Audience de conciliation. Frais et dépens. Abus de droit.

17 mai 2024Français16 min

Application des articles 113 et 108 CPC à l’audience de conciliation en procédure de divorce (art. 291 CPC) ? (cons. 3.1).Mise en œuvre du mécanisme correcteur de l’abus de droit (art. 2 al. 2 CC) (cons. 3.2).

Source ne.ch

Faits

A.

Par requête du 16 novembre 2022, A.________ a sollicité des

mesures protectrices de l’union conjugale devant le tribunal civil. Une

audience a eu lieu le 21 février 2023. Après divers échanges de

correspondances et le dépôt de requêtes de nature procédurale, le tribunal

civil a rendu, le 25 août 2023, une décision (partielle) portant sur les moyens

de preuves et sur la requête de l’épouse relative à la consignation d’un

montant fondée sur l’article 178 CPC. Cette décision a fait l’objet d’un appel

du mari.

Entretemps,

soit le 3 avril 2023, B.________ (ci-après : le demandeur) a déposé une

demande en divorce contre A.________ (ci-après : la défenderesse).

Par

courrier du 2 mai 2023, le juge civil a interpelé le mari en lui demandant son

avis quant à l’opportunité de citer une audience de conciliation dans le cadre

de la procédure en divorce (art. 291 CPC), sans attendre l’issue de la

procédure de mesures protectrices de l’union conjugale.

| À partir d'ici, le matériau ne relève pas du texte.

PR #2073, opened 2025-04-13
Introduce macros for dispatching dynamic dtypes as static types

zcbenz:
This PR ports some macros originated from PyTorch that were used for dispatching runtime dtypes to compile time C++ types. The code was modified from [the modified version in ExecuTorch](https://github.com/pytorch/executorch/blob/a664d7b3616e5307cd1a770895b805773b0e29c9/runtime/core/exec_aten/util/scalar_type_util.h), which has some nice improvements that enable nested dispatching.

For example, code that does:

```c++
  switch (dtype) {
    case bool_:
      op<bool>();
      break;
    case uint8:
      op<uint8_t>();
      break;
    ...
  }
```

can be simplified with:

```c++
MLX_SWITCH_ALL_TYPES(dtype, CTYPE, [&]() {
  op<CTYPE>();
});
```

Code that used to need several functions for dispatching:

```c++
template <typename A>
void dispatch_b(dtype b) {
  switch (b) {
    case bool_:
      op<A, bool>();
      break;
    ...
  }
}

void dispatch_ab(dtype a, dtype b) {
  switch (a) {
    case bool_:
      dispatch_b<bool>(b);
      break;
    ...
  }
}
```

can be replaced with

```c++
MLX_SWITCH_ALL_TYPES(a, CTYPE_A, [&]() {
  MLX_SWITCH_ALL_TYPES(b, CTYPE_B, [&]() {
    op<CTYPE_A, CTYPE_B>();
  });
});
```

It also has a version for checking unhandled dtype automatically:

```c++
MLX_SWITCH_INT_TYPES_CHECKED(dtype, "iinfo", CTYPE, [&]() {
  set_iinfo_limits<CTYPE>(min, max);
});
```

which throws "Unhandled dtype xxx for iinfo".

The code in `mlx/utils.cpp` are updated to use the macros.

### DIFF
--- a/mlx/dtype_utils.h
+++ b/mlx/dtype_utils.h
@@ -1,0 +1,207 @@
+// Copyright © 2025 Apple Inc.
+// Copyright © Meta Platforms, Inc. and affiliates.
+//
+// This source code is licensed under the BSD-style license found in
+// https://github.com/pytorch/executorch/blob/main/LICENSE
+//
+// Forked from
+// https://github.com/pytorch/executorch/blob/main/runtime/core/exec_aten/util/scalar_type_util.h
+
+#pragma once
+
+#include "mlx/dtype.h"
+
+#include <fmt/format.h>
+
+namespace mlx::core {
+
+// Return string representation of dtype.
+const char* dtype_to_string(Dtype arg);
+
+// Macros that iterate across different subsets of Dtypes.
+//
+// For all of these macros, the final `_` parameter is the name of another macro
+// that takes two parameters: the name of a C type, and the name of the
+// corresponding Dtype enumerator.
+//
+// Note that these macros should use fully-qualified namespaces (starting with
+// `::`) to ensure that they can be called safely in any arbitrary namespace.
+#define MLX_FORALL_INT_TYPES(_) \
+  _(uint8_t, uint8)             \
+  _(uint16_t, uint16)           \
+  _(uint32_t, uint32)           \
+  _(uint64_t, uint64)           \
+  _(int8_t, int8)               \
+  _(int16_t, int16)             \
+  _(int32_t, int32)             \
+  _(int64_t, int64)
+
+#define MLX_FORALL_FLOAT_TYPES(_) \
+  _(float16_t, float16)           \
+  _(float, float32)               \
+  _(double, float64)              \
+  _(bfloat16_t, bfloat16)
+
+// Calls the provided macro on every Dtype, providing the C type and the
+// Dtype name to each call.
+//
+// @param _ A macro that takes two parameters: the name of a C type, and the
+//          name of the corresponding Dtype enumerator.
+#define MLX_FORALL_DTYPES(_) \
+  MLX_FORALL_INT_TYPES(_)    \
+  MLX_FORALL_FLOAT_TYPES(_)  \
+  _(bool, bool_)             \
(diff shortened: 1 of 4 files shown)


mlx/dtype_utils.h
```diff
@@ -0,0 +1,214 @@
...
+//
+// MLX_SWITCH_ALL_TYPES(input.dtype(), CTYPE, [&]() {
+//   output.data<CTYPE>[0] = input.data<CTYPE>[0];
+// });
+//
+// Note that these can be nested as well:
+//
+// MLX_SWITCH_ALL_TYPES(input.dtype(), CTYPE_IN, [&]() {
+//   MLX_SWITCH_ALL_TYPES(output.dtype(), CTYPE_OUT, [&]() {
+//     output.dat<CTYPE_OUT>[0] = input.data<CTYPE_IN>[0];
```
awni, line 178:
```suggestion
//     output.data<CTYPE_OUT>[0] = input.data<CTYPE_IN>[0];
```

mlx/utils.cpp
```diff
@@ -277,50 +248,7 @@ std::ostream& operator<<(std::ostream& os, const Dtype::Kind& k) {
...
-      print_array<float>(os, a);
-      break;
-    case float64:
-      print_array<double>(os, a);
-      break;
-    case complex64:
-      print_array<complex64_t>(os, a);
-      break;
-  }
+  MLX_SWITCH_ALL_TYPES(a.dtype(), CTYPE, [&]() { print_array<CTYPE>(os, a); });
```
awni, line 251: It might be better to take the function directly rather than a lambda. I think (at least with Apple Clang) there is some non-trivial binary size overhead to making lambdas and it's also a bit simpler to do something like:

```suggestion
  MLX_SWITCH_ALL_TYPES(a.dtype(), CTYPE, print_array<CTYPE>(os, a));
```

If for some reason you really want to use a lambda you could do:

```
  MLX_SWITCH_ALL_TYPES(a.dtype(), CTYPE, [&]() { print_array<CTYPE>(os, a); }());
```

zcbenz: The suggested does look much better, I have updated the macros to take statement instead of lambda.

mlx/dtype_utils.h
```diff
@@ -0,0 +1,215 @@
...
+#define MLX_INTERNAL_SWITCH_CHECKED(TYPE, NAME, ...)                    \
+  [&] {                                                                 \
+    switch (TYPE) {                                                     \
+      __VA_ARGS__                                                       \
+      default:                                                          \
+        throw std::invalid_argument(fmt::format(                        \
+            "Unhandled dtype %s for %s", dtype_to_string(TYPE), NAME)); \
+    }                                                                   \
+  }()
+
```
awni, line 109: Not clear to me why this needs to be wrapped in a lambda? Am I missing something or can we just remove that?

zcbenz: The original design was to enable something like `xxx = MLX_SWITCH_TYPES(...)`, I have updated the PR to remove it.

awni: I see, thanks for the explanation.

awni (approved):
This looks really nice. We should adopt it in more places, especially the CPU back-end where we have lot's of verbose switch cases.

awni:
Will merge after the tests clear!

Par sa mandataire, le

demandeur a répondu le 11 mai 2023 qu’une audience devait être appointée afin

de pouvoir avancer dans le cadre du divorce, ne serait-ce que sur la question

de la liquidation du régime matrimonial. Après les téléphones d’usage du greffe

aux mandataires pour fixer la date d’audience, les parties ont été convoquées

le 24 mai 2023 à une audience pour tentative de conciliation prévue le 26

septembre 2023.

Par

courrier du 21 septembre 2023, posté le 22 septembre 2023 et reçu par le

tribunal civil le 25 septembre 2023, la défenderesse, par son mandataire, a

indiqué qu’elle ne comparaîtrait pas à la prochaine audience, au motif que les

renseignements sollicités du mari pour connaître sa situation financière ne lui

avaient pas été remis et que la mauvaise foi de sa partie adverse rendait

impossible toute discussion. Une audience était dès lors inutile.

L’audience

de conciliation s’est tenue le 26 septembre 2023. Le demandeur et sa mandataire

y ont comparu, tandis que la défenderesse et son mandataire n’y étaient pas

présents.

Par

courrier du 29 septembre 2023, le juge civil a indiqué au mandataire de la

défenderesse que, vu le caractère impératif de la tenue d’une audience de

conciliation, vu la nécessité que les parties y comparaissent personnellement

et vu que sa lettre avait été reçue la veille d’une audience citée quatre mois

plus tôt, il considérait que son absence et celle de sa cliente étaient

susceptibles de constituer un comportement tombant sous le coup de l’article

128 CPC et de conduire au prononcé d’une amende, respectivement à la mise à la

charge de la défenderesse des frais et dépens liés à cette audience.

Le

mandataire de la défenderesse s’est déterminé le 5 octobre 2023 et diverses

correspondances ont encore été envoyées par les parties.

B.

Le 20 novembre 2023, le juge civil a informé les parties que,

les conditions de l’article 128 CPC étant restrictives, il n’était pas possible

de prononcer une sanction. Il a par contre considéré que les conditions

d’application de l’article 108 CPC étaient réalisées du fait que le travail de

préparation et le temps d’audience, avec en sus pour le demandeur (et son

avocate) un déplacement, s’étaient révélés inutiles compte tenu de l’absence de

la défenderesse (et de son avocat) et du moment auquel elle avait été annoncée.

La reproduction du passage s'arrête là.